Output the data word for word. Begin at its first line and end at the line with "This is not".

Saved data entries
****

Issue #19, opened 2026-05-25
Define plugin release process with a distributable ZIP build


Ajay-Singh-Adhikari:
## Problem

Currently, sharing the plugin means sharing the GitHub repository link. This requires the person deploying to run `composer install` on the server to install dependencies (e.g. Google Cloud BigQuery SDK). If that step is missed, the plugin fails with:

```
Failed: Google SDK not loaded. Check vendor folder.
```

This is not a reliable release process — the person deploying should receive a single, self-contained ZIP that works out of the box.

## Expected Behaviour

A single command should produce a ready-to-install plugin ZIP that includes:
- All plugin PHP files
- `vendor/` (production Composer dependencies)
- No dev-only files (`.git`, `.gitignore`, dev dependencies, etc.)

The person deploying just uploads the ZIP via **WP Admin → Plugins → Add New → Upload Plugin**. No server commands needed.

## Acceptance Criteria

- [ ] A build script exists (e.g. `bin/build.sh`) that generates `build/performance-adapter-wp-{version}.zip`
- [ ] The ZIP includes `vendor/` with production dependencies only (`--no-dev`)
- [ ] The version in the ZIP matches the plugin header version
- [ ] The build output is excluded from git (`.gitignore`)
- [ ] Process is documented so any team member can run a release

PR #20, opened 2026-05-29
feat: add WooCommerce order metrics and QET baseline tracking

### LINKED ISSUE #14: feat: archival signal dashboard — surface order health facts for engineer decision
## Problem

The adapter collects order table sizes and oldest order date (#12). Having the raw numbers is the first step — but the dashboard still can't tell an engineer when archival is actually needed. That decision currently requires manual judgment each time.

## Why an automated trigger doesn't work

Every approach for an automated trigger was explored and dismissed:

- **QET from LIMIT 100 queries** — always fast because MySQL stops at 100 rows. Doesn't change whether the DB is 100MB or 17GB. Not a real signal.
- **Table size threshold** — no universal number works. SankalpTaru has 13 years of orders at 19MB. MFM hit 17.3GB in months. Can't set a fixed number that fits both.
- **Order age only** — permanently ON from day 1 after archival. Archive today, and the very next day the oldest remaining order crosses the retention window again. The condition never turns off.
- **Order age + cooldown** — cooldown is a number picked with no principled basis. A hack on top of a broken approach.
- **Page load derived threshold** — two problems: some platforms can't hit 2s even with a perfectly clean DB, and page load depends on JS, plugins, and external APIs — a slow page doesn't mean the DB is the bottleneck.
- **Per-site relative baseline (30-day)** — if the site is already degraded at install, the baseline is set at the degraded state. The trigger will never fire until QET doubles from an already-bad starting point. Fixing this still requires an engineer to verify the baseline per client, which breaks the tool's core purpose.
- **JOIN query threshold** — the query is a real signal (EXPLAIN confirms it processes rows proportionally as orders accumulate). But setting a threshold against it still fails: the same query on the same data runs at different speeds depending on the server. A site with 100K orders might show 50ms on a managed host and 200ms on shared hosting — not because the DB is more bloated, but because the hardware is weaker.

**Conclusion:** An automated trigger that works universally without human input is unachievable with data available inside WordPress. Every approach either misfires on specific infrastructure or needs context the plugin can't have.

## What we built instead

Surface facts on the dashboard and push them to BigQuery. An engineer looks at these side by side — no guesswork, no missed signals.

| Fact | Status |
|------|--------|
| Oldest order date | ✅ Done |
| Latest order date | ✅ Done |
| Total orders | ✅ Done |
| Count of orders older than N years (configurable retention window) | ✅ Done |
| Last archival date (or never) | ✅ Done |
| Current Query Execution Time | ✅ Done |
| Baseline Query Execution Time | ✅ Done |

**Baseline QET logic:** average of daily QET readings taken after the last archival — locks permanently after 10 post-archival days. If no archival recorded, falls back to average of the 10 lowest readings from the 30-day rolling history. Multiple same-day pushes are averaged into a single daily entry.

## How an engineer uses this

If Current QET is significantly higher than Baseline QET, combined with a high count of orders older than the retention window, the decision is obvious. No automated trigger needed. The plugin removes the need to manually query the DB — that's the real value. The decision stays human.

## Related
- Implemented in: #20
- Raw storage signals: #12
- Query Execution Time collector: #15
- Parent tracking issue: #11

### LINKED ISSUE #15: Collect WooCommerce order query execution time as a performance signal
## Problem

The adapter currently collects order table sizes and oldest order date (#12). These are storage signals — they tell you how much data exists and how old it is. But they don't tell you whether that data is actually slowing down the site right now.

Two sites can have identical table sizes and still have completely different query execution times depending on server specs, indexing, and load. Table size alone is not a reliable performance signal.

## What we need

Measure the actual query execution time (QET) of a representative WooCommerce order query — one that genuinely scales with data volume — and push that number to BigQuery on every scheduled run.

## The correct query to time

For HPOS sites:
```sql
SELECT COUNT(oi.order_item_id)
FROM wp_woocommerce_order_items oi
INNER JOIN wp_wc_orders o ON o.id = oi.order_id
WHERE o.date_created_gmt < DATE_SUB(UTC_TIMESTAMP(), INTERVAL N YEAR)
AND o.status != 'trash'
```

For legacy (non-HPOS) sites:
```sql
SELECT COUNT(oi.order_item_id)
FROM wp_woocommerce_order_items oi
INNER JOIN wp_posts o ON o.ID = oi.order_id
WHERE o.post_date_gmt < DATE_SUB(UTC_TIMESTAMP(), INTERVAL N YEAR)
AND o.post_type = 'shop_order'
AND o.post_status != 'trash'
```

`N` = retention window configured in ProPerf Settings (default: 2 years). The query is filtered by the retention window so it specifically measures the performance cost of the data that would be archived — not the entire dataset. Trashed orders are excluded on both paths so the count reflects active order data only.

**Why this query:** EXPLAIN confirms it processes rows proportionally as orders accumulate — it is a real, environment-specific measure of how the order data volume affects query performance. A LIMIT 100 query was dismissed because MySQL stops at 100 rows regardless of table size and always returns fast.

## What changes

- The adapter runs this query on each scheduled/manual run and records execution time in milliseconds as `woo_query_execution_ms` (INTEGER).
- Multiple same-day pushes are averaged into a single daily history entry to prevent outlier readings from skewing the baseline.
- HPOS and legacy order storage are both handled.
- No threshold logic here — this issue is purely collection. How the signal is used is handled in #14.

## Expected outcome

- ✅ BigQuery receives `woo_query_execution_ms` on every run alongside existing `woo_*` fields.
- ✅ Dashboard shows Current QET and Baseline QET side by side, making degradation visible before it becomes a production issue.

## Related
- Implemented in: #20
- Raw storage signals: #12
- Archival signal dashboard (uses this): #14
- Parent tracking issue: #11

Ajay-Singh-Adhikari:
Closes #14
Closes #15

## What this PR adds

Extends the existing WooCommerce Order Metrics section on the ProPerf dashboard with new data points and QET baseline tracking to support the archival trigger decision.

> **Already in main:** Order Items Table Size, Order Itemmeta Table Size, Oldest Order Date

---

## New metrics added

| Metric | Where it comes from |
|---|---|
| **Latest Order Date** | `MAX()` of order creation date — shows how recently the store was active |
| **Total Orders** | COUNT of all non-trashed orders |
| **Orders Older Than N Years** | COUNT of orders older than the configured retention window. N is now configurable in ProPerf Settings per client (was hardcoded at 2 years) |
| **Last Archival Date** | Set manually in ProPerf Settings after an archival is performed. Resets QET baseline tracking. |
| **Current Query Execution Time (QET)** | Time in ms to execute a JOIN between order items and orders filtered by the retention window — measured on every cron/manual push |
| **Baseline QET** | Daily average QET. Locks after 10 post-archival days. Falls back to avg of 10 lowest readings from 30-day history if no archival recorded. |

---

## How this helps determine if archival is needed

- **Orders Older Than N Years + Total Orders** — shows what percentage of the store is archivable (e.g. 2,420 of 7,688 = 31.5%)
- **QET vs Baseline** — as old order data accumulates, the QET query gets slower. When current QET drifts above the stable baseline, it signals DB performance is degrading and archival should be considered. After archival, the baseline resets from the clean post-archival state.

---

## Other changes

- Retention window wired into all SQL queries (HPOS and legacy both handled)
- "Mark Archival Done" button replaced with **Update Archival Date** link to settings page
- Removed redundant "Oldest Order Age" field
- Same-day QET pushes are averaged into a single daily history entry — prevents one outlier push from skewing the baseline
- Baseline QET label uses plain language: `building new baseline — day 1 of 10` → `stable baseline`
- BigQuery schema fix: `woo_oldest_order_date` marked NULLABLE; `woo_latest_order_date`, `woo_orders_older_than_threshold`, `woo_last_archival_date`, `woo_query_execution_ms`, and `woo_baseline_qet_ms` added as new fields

****

» **Task result**
Issue #19, opened 2026-05-25
Define plugin release process with a distributable ZIP build


Ajay-Singh-Adhikari:
## Problem

Currently, sharing the plugin means sharing the GitHub repository link. This requires the person deploying to run `composer install` on the server to install dependencies (e.g. Google Cloud BigQuery SDK). If that step is missed, the plugin fails with:

```
Failed: Google SDK not loaded. Check vendor folder.
```

This is not a reliable release process — the person deploying should receive a single, self-contained ZIP that works out of the box.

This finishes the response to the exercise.